In the self- and family management framework described by Grey and colleagues,15 facilitators and barriers are antecedents to processes and outcomes. In our study, reported barriers to moderate and vigorous physical activity included insufficient knowledge regarding appropriate types and intensity levels of physical activity for diabetes prevention and management, health concerns regarding physical activity, and a busy work schedule. To develop effective interventions and improve outcomes, these barriers must be addressed.
Our findings showed that family physicians play an important role in providing diabetes management information to Chinese American immigrants. Yet although patient education is a vital part of nursing practice, very few participants mentioned nurses as resources of information. Although the reasons for this are unclear, nurses caring for this population should be aware that patients may not realize nurses can provide invaluable information and support. A recent systematic review found that when health care professionals coached adults with chronic diseases (including diabetes), such coaching could lead to significantly increased physical activity.33 It may also increase patient satisfaction with care.33 Furthermore, given that language is often a barrier with immigrant populations, it stands to reason that involving more providers who understand Chinese dialects could improve patients’ understanding of the importance of physical activity in diabetes prevention and management. This could also help them to feel better supported and heighten their motivation to increase moderate and vigorous physical activity.
Strengths and limitations. Strengths of this study include its mixed-methods design, which yielded a broader understanding of the areas studied. We hope the findings can be used to design more effective interventions aimed at diabetes prevention and management among Chinese American immigrants. All of the research team members identify as Chinese or Chinese American, and this likely helped with participant recruitment and gave us a richer understanding of how culture influences physical activity.

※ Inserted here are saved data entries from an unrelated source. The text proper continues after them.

PR #271, opened 2023-09-11
Minor notebook fixes

tomflexcompute:
- Fix header capitalization in adjoint waveguide bend notebook.
- Added SEO metadata in adjoint WDM notebook.
- Added SEO metadata in metadata.txt
- Fix header subscript in MoS2 notebook. Fixed two links in the notebook.
- Modified YJunction notebook to improve its workflow.

I changed the MoS2 in the notebook title from MoS$_2$ to MoS<sub>2</sub>. The two incorrectly rendered links in the notebook are related to using subscript and math character. Now they have changed to HTML formatting. I tried to build it locally but it didn't work due to some pydantic errors but hope it works in readthedocs build.


momchil-flex:
Was this at some point correct on 2.4 branch but then lost?

tomflexcompute:
Yeah not sure. The version in this branch is probably correct but we should double check.

tomflexcompute:
I took a closer look at the updated material_library.rst in this PR and it does seem correct.

PR #274, opened 2023-09-12
Added mm scale LNO coupler notebook

tomflexcompute:
This notebook is to be used in an LFW technical article that we are writing. The idea is to demonstrate mm scale photonic device simulation.


e-g-melo (approved):
Thanks Tom! Demonstrations in LNO are really necessary and the notebook also shows how to estimate task cost, which is indeed helpful for this large simulations.

I have only some minor comments:
1 - I suggest to include some information in the figure, like x,y,z directions, waveguides 1,2,3, optical axis, no, and ne directions, etc.
2 - I am not sure but it seems that Fig 1(c) of the paper shows no=2.138 and ne=2.211 (image quality is not that good).
3 - Exclude an empty cell in the end of the notebook.

e-g-melo:
Another suggestion: In the paper we find LN (Lithium Niobate) or LNOI (Lithium Niobate On Insulator). I suggest to use one of them in replacement of LNO.

tomflexcompute:
Thanks @e-g-melo for the helpful comments. Modifications have been added to the notebook. 

I think the paper marks n_e and n_o incorrectly. I checked multiple other sources and can confirm that the way in the notebook should be the correct one.

tomflexcompute:
Sorry @weiliangjin2021 I'll merge this in right now since the publisher needs a link urgently. Feel free to take a look whenever you have time and provide comments. I can modify it further after it's merged.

Limitations include the possibility of recall bias in self-reported patterns and preferences, which may have caused under- or overestimation of actual physical activity. That said, the use of qualitative 24-hour recall to check the consistency of quantitative IPAQ-C data enhanced the validity of the data. Another limitation was that people may change their physical activity in response to health status, illness, or a perceived need for such change, and this can be elucidated only through longitudinal studies. A third limitation was our use of a community-based convenience sample. But this did allow us to sample a hard-to-reach immigrant population, a group often missed by other sampling strategies.34, 35
Our findings provide evidence that Chinese American immigrants with prediabetes or type 2 diabetes tend to be sedentary and are less likely to perform moderate or vigorous physical activity than the general population. It's essential that information about physical activity be provided to such patients in all settings, especially at primary care sites. Providers caring for Chinese American immigrants should strive to increase their patients’ awareness of the importance of physical activity; teach patients about appropriate types of physical activity; and, when necessary, encourage patients to increase exercise intensity. Providers should also assess the barriers these patients face to performing physical activity and develop more effective interventions to overcome these barriers. Lastly, there is a clear need for Chinese American immigrants with prediabetes or type 2 diabetes to be more aware of nurses as a primary resource for information and education. The role of nurses in educating and coaching this population with regard to physical activity should be enhanced.